Do you have the mark of Cain? Take your right hand, lay it palm up, and relax it. Fold the fingers of this hand a little toward you. Can you see one continuous crease that goes all the way across the top of your palm? Or do you see two main creases that do not join together? If you have a single palmar crease, bad luck. According to Lombroso, you have the atavistic stigmata that makes you an evolutionary throwback to lower species.
Now take off your shoes and socks, stand up, and look down at your feet. Do you see a big gap between the first and second toe? If you do things are not looking good—another strike against you. There are others. If you want to see if you have one that I have, stick your tongue out and look at it in the mirror. Do you see a fissure—a line running down the middle of it? Another mark of Cain.
It sounds completely ridiculous—yet there is some veracity to Lombroso’s claims. The “stigmata” outlined above are just three of a number of what are now called “minor physical anomalies.” These anomalies have been associated with disorders of pregnancy and are thought to be a marker for fetal neural maldevelopment at about the third or fourth months of pregnancy. For example, during fetal development your ears sit relatively low on your head, but they begin to drift up to their normal positions at about four months of development. If disruption occurs to fetal brain development at this time, there is incomplete embryonic migration of the ear anlage—essentially, the ears will not migrate to their normal position, resulting in low-seated ears.39 These anomalies are viewed as indirect markers of abnormal brain development. If you want to have a quick look in the mirror at yourself, is the point where your ear connects to your head below your eyes? If so take another gulp.
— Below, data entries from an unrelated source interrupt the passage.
PR #378, opened 2021-09-29
OAK-9587 - Add an attribute to enforce a strict index tag check

etugarev:
Jira: https://issues.apache.org/jira/browse/OAK-9587

Changes:
- for _lucene_ and _property_ indexes implemented a 'tag' policy for strict tag checking against the query, was hesitating whether boolean is enough, but decided to leave more room if we need to add more statuses in the future. _Solr_ indexes does not use tags so they were out of scope.
- removed unused imports here and there (courtesy of intelliJ, not mine)
- ensured that adding of **selectionPolicy** does not cause reindex.

These changes should be backward compatible as they do not change the existing behaviour.


oak-core/src/main/java/org/apache/jackrabbit/oak/plugins/index/IndexConstants.java
```diff
@@ -114,6 +114,11 @@
      */
     String INDEX_TAGS = "tags";
 
+    /**
+     * The property to indicate tags matching policy. Currently, only 'TagsMatchingPolicy.STRICT' has effect
+     */
+    String TAGS_MATCHING_POLICY = "tagsMatchingPolicy";
```
tihom88: I think INDEX_TAGS_MATCHING_POLICY should be used.

oak-search/src/main/java/org/apache/jackrabbit/oak/plugins/index/search/IndexDefinition.java
```diff
@@ -288,6 +288,8 @@
     @Nullable
     private final String[] indexTags;
 
+    private final String tagsMatchingPolicy;
```
tihom88: indexTagsMatchingPolicy

etugarev: fixed

oak-core/src/main/java/org/apache/jackrabbit/oak/plugins/index/IndexConstants.java
etugarev: fixed

tihom88 (approved):

thomasmueller (changes requested):
This seems like a big change, and we should not rush it. It needs more time to review.

oak-core/src/main/java/org/apache/jackrabbit/oak/plugins/index/property/PropertyIndex.java
```diff
@@ -183,6 +184,10 @@ private static boolean wrongIndex(ChildNodeEntry entry, Filter filter, NodeState
             }
             // no tag matches
             return true;
+        } else if (tags != null && IndexSelectionPolicy.TAG.equals(
```
thomasmueller: I would say "tags != null && " is not needed here: let's assume someone doesn't set any tag in the index definition, but uses selectionPolicy="tag". I would expect that the index is never used in this case. But in your logic, it might be used. We would also need a test case for this.

Moving String[] tags = getOptionalStrings(definition, IndexConstants.INDEX_TAGS); is then also not needed.

oak-search/src/main/java/org/apache/jackrabbit/oak/plugins/index/search/spi/query/FulltextIndexPlanner.java
```diff
@@ -426,6 +427,9 @@ private boolean wrongIndex() {
             }
             // no tag matches
             return true;
+        } else if (tags != null && IndexSelectionPolicy.TAG.equals(definition.getIndexSelectionPolicy())) {
```
thomasmueller: Same as in the other case.

thomasmueller (changes requested):

oak-core/src/main/java/org/apache/jackrabbit/oak/plugins/index/property/PropertyIndex.java
etugarev: done

oak-search/src/main/java/org/apache/jackrabbit/oak/plugins/index/search/spi/query/FulltextIndexPlanner.java
etugarev: done

thomasmueller (approved):

oak-lucene/src/main/java/org/apache/jackrabbit/oak/plugins/index/lucene/util/IndexDefinitionBuilder.java
```diff
@@ -624,6 +622,7 @@ private static Tree getOrCreateChild(Tree tree, String name){
                 IndexConstants.USE_IF_EXISTS,
                 IndexConstants.QUERY_PATHS,
                 IndexConstants.INDEX_TAGS,
+                IndexConstants.INDEX_SELECTION_POLICY,
```
averma21, line 625: This class is deprecated. You probably need to change org.apache.jackrabbit.oak.plugins.index.search.util.IndexDefinitionBuilder
That class is also extended by ElasticIndexDefinitionBuilder.

averma21: @tihom88 I think probably you did this refactoring. Any inputs?

etugarev: @averma21 this deprecated class is still used, so i changed it. I also changed `org.apache.jackrabbit.oak.plugins.index.search.util.IndexDefinitionBuilder` and added tests there.

thomasmueller: Hm, we need to move it to org.apache.jackrabbit.oak.plugins.index.search.util.IndexDefinitionBuilder... The Lucene class might still be there for compatibility, but we need to use the org.apache.jackrabbit.oak.plugins.index.search.util.IndexDefinitionBuilder. The clients that need selectionPolicy need to be migrated. We might want to deprecate the Lucene one.

etugarev: @thomasmueller @averma21 I agree, there are things to improve (like code reorganisation), but this was not in scope of this PR. Currently both builders support it, so this change should be transparent. Also, switching the clients to a `org.apache.jackrabbit.oak.plugins.index.search.util.IndexDefinitionBuilder` would require some additional work.

thomasmueller: what if we add the method to both classes? (the lucene one and the new one).

etugarev: We can, but I don't think we should invest more than needed into deprecated class. It will be eventually replaced with non deprecated version which has `selctionPolicy()`. I will leave it as is.

PR #2984, opened 2026-06-29
OAK-12287: Update to Apache Parent POM to version 39

reschke:


oak-parent/pom.xml
```diff
@@ -140,7 +140,6 @@
         <plugin>
           <groupId>org.apache.felix</groupId>
           <artifactId>maven-bundle-plugin</artifactId>
-          <version>5.1.9</version>
```
kwin, line 143: Where is that version managed if not here?

kwin (changes requested):

oak-parent/pom.xml
reschke: In the parent pom (I thought).

(Good find)

rishabhdaim (approved):

PR #2989, opened 2026-06-30
OAK-12219: Add support for Azure SDK V12 in oak-blob-azure 

reschke:


oak-blob-cloud-azure/src/main/java/org/apache/jackrabbit/oak/blob/cloud/azure/blobstorage/AbstractAzureDataStoreService.java
```diff
@@ -32,6 +32,12 @@
 import org.osgi.framework.ServiceRegistration;
 import org.osgi.service.component.ComponentContext;
 
+/**
+ * Kept for binary compatibility with existing callers. Use {@link AzureDataStoreWrapper} instead.
+ *
+ * @deprecated
+ */
+@Deprecated
```
reschke: forRemoval/since?

oak-blob-cloud-azure/src/main/java/org/apache/jackrabbit/oak/blob/cloud/azure/blobstorage/AbstractAzureDataStoreService.java
```diff
@@ -32,6 +32,12 @@
 import org.osgi.framework.ServiceRegistration;
 import org.osgi.service.component.ComponentContext;
 
+/**
+ * Kept for binary compatibility with existing callers. Use {@link AzureDataStoreWrapper} instead.
+ *
+ * @deprecated
```
reschke: add reason to javadoc tag

oak-blob-cloud-azure/src/main/java/org/apache/jackrabbit/oak/blob/cloud/azure/blobstorage/AzureDataStoreWrapper.java
```diff
@@ -0,0 +1,392 @@
...
+import org.osgi.service.component.annotations.ConfigurationPolicy;
+import org.osgi.service.component.annotations.Deactivate;
+import org.osgi.service.component.annotations.Reference;
+import org.slf4j.Logger;
+import org.slf4j.LoggerFactory;
+
+import java.io.File;
+import java.io.InputStream;
+import java.net.URI;
+import java.util.*;
```
reschke: no wildcard imports, please.

.gitignore
```diff
@@ -14,3 +14,4 @@ derby.log
 oak-shaded-guava/dependency-reduced-pom.xml
 .DS_Store
 .claude/settings.local.json
+pom.xml.versionsBackup
```
reschke, line 15: where does this come from?

oak-blob-cloud-azure/src/main/java/org/apache/jackrabbit/oak/blob/cloud/azure/blobstorage/AzureDataStoreRegistrar.java
```diff
@@ -0,0 +1,392 @@
...
+        return context.getBundleContext().registerService(
+                AbstractSharedCachingDataStore.class, service, delegateProps);
+    }
+
+    /**
+     * Priority: JVM property (test/local override) > env var (fleet-wide container config) > OSGi config (normal production path).
+     * Higher-authority sources win so operators can override without touching OSGi config.
+     */
+    static boolean getUseV12Value(Map<String, Object> config) {
+        if (System.getProperty(JVM_PROPERTY_V12_ENABLED) != null) {
```
reschke, line 111: SystemPropertySupplier

oak-blob-cloud-azure/src/main/java/org/apache/jackrabbit/oak/blob/cloud/azure/blobstorage/AzureDataStoreWrapper.java
```diff
@@ -0,0 +1,392 @@
...
+        if (useV12) {
+            log.info("Starting blob store using Azure SDK v12");
+            activeImpl = createV12Store(toProperties(config));
+        } else {
+            log.info("Starting blob store using Azure SDK v8");
+            activeImpl = createV8Store(toProperties(config));
+        }
+        activeImpl.setStatisticsProvider(getStatisticsProvider());
+        // Registers activeImpl separately as AbstractSharedCachingDataStore so consumers
+        // bound to that type (e.g. oak-repository-service) get the concrete store directly,
```
reschke: what's oak-repository-service?

oak-blob-cloud-azure/src/main/java/org/apache/jackrabbit/oak/blob/cloud/azure/blobstorage/AzureDataStoreRegistrar.java
```diff
@@ -0,0 +1,392 @@
...
+            log.info("Azure SDK v12 flag: JVM property {}={}", JVM_PROPERTY_V12_ENABLED, useV12);
+            return useV12;
+        }
+        String envVar = System.getenv(ENV_VAR_V12_ENABLED);
+        if (StringUtils.isNotBlank(envVar)) {
+            boolean useV12 = Boolean.parseBoolean(envVar);
+            log.info("Azure SDK v12 flag: environment variable {}={}", ENV_VAR_V12_ENABLED, useV12);
+            return useV12;
+        }
+        if (config.containsKey(OSGI_CONFIG_V12_ENABLED)) {
```
reschke, line 123: so we have an OSGi switch, not a feature toggle, right?

reschke (commented):
Left a few nit comments.

The wrapper class should be reviewed by somebody with more OSGi knowledge.

reschke (commented):
left a few nit comments

OSGi wiring should be checked by somebody with more knowledge in that area.

oak-blob-cloud-azure/src/main/java/org/apache/jackrabbit/oak/blob/cloud/azure/blobstorage/AzureDataStoreWrapper.java
seropian: ah, IDE settings. will change

.gitignore
seropian: it is from maven release, it makes a pom backup and sometimes it fails to delete it

oak-blob-cloud-azure/src/main/java/org/apache/jackrabbit/oak/blob/cloud/azure/blobstorage/AzureDataStoreRegistrar.java
seropian: SystemPropertySupplier  It is not properly implemented to detect missing values, it always returns value or defaut value. We need to know if the var was supplied or not

oak-blob-cloud-azure/src/main/java/org/apache/jackrabbit/oak/blob/cloud/azure/blobstorage/AzureDataStoreWrapper.java
seropian: internal client, will remove comment

oak-blob-cloud-azure/src/main/java/org/apache/jackrabbit/oak/blob/cloud/azure/blobstorage/AzureDataStoreRegistrar.java
seropian: we have env var  and OSGI switch, priority in this order

seropian: FT is not suited because it is only for runtime switches while this is one time choice  fixed from startup

oak-blob-cloud-azure/src/main/java/org/apache/jackrabbit/oak/blob/cloud/azure/blobstorage/AbstractAzureDataStoreService.java
seropian: not sure, I thought at it before committing but did not have a clear idea

oak-blob-cloud-azure/src/main/java/org/apache/jackrabbit/oak/blob/cloud/azure/blobstorage/AzureDataStoreRegistrar.java
reschke:
~~~
    Boolean result = SystemPropertySupplier.create("foo", (Boolean)null).
    if (result != null) {
      ....
~~~ 

should work. I have a test, and will add documentation.

oak-blob-cloud-azure/src/main/java/org/apache/jackrabbit/oak/blob/cloud/azure/blobstorage/AzureDataStoreRegistrar.java
reschke: But where's the FT? That's OSGi config, right?

oak-blob-cloud-azure/src/main/java/org/apache/jackrabbit/oak/blob/cloud/azure/blobstorage/AzureDataStoreRegistrar.java
reschke: Actually, that does not work, but I'll make it work.

reschke:
-> https://github.com/apache/jackrabbit-oak/pull/3003

oak-blob-cloud-azure/src/main/java/org/apache/jackrabbit/oak/blob/cloud/azure/blobstorage/AbstractAzureDataStoreService.java
seropian: added some info about what to use.

oak-blob-cloud-azure/src/main/java/org/apache/jackrabbit/oak/blob/cloud/azure/blobstorage/AzureDataStoreWrapper.java
seropian: fixed

oak-blob-cloud-azure/src/main/java/org/apache/jackrabbit/oak/blob/cloud/azure/blobstorage/AzureDataStoreWrapper.java
seropian: fixed

oak-blob-cloud-azure/src/main/java/org/apache/jackrabbit/oak/blob/cloud/azure/blobstorage/AzureDataStoreRegistrar.java
seropian: It is not changed via FT, but only via OSGI admin config. FT is not suitable because of it's lifecycle that does not have persisted values pushed into the component, but only  allows runtime polling for changes from the already initialized comonent.

amit-jain:
Reviewed (by claude) the v12 migration focusing on correctness, resource lifecycle, and listing/iteration memory behavior. The core rewrite looks careful — `getAllIdentifiers`/`getAllRecords` stream lazily via `PagedIterable` (no full-listing materialization), client/credential/delegation-key caching avoids per-call Netty allocation and OAuth round-trips, the `sig=` redaction in the logging policy is correct, and the fixed 64 MiB upload block size is a sensible OOM fix over v8's `min(len, 4GB)`. Two things worth addressing before merge:

## 1. Secondary-location failover is silently disabled unless `maxErrorRetry` is also set (behavior regression vs v8)

In `AzureBlobStoreBackendV12.initAzureDSConfig()`, `computeSecondaryLocationEndpoint()` correctly resolves the secondary endpoint when `enableSecondaryLocation=true`, but it is only passed through as an argument to `UtilsV12.getRetryOptions(...)`:

```java
retryOptions = UtilsV12.getRetryOptions(
        properties.getProperty(AzureConstantsV12.AZURE_BLOB_MAX_REQUEST_RETRY),
        requestTimeout,
        computeSecondaryLocationEndpoint());
```

`getRetryOptions()` returns `null` *before* it ever inspects `secondaryLocation`, whenever `maxErrorRetry` is unset:

```java
public static RequestRetryOptions getRetryOptions(final String maxRequestRetryCount, Integer requestTimeout, String secondaryLocation) {
    int retries = PropertiesUtil.toInteger(maxRequestRetryCount, -1);
    if (retries < 0) {
        return null;   // secondaryLocation discarded here
    }
    ...
}
```

and `AzureBlobContainerProviderV12` only wires the secondary host into the client when `retryOptions != null`:

```java
if (retryOptions != null) {
    builder.retryOptions(retryOptions);
}
```

**Net effect:** an operator who sets `enableSecondaryLocation=true` without also setting `maxErrorRetry` gets no secondary-region failover at all, silently. On the v8 backend (`AzureBlobStoreBackend.getBlobRequestOptions()`), `enableSecondaryLocation` and the retry policy were independent `if` blocks on the same `BlobRequestOptions`, so secondary-location worked regardless of retry config — this is a regression for anyone relying on that independence, and there's no test covering the combination.

**Suggested fix** — build retry options whenever *either* retries or a secondary location is configured, so a secondary-location-only config still gets a `RequestRetryOptions` (with SDK-default retry count) carrying the `secondaryHost`:

```java
public static RequestRetryOptions getRetryOptions(final String maxRequestRetryCount, Integer requestTimeout, String secondaryLocation) {
    int retries = PropertiesUtil.toInteger(maxRequestRetryCount, -1);
    if (retries < 0 && secondaryLocation == null) {
        return null;
    }
    RetryPolicyType type = retries > 0 ? RetryPolicyType.EXPONENTIAL : RetryPolicyType.FIXED;
    int maxTries = retries >= 0 ? Math.max(retries, 1) : /* SDK default, e.g. 4 */ 4;
    return new RequestRetryOptions(type, maxTries, requestTimeout, null, null, secondaryLocation);
}
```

In case you are getting worried, other minor physical anomalies include adherent (attached) earlobes, electrostatic hair, and curved little fingers. It is believed that they may be caused by environmental teratogeni
c influences acting on the fetus, factors such as anoxia, bleeding, infection—or fetal exposure to alcohol.40 Don’t worry if like me you have only one or two minor physical anomalies—it’s having a handful that really counts.
Minor physical anomalies—like many other markers for violence—have not been systematically assessed in serial killers. But they have been systematically assessed in research studies on a wide variety of antisocial populations of different ages, ranging from troublesome toddlers to violent adults. Beginning with a breakthrough paper in Science, minor physical anomalies have even been linked to peer aggression as early as age three.41 Again, in another study at the preschool level, more minor physical anomalies have been found in aggressive and impulsive boys.42 Moving on a little into elementary school, boys with problem behaviors have more anomalies.43 Transferring to secondary school and to the troublesome teens, minor physical anomalies in boys assessed at age fourteen predicted violent delinquency at age seventeen. Interestingly, at this age, the relationship was specific to violent offending—it was not observed for nonviolent forms of delinquency.44 In this study the effects could not be attributed to potential confounds such as family adversity. At about the same age—but from a biosocial perspective—minor physical anomalies in seven-year-olds combined with environmental risk factors in predisposing the children to conduct disorder at age seventeen.45 This highlights again the biosocial key that we saw when we looked into birth complications—the interaction between a biological and a social factor in predisposing someone to antisocial behavior.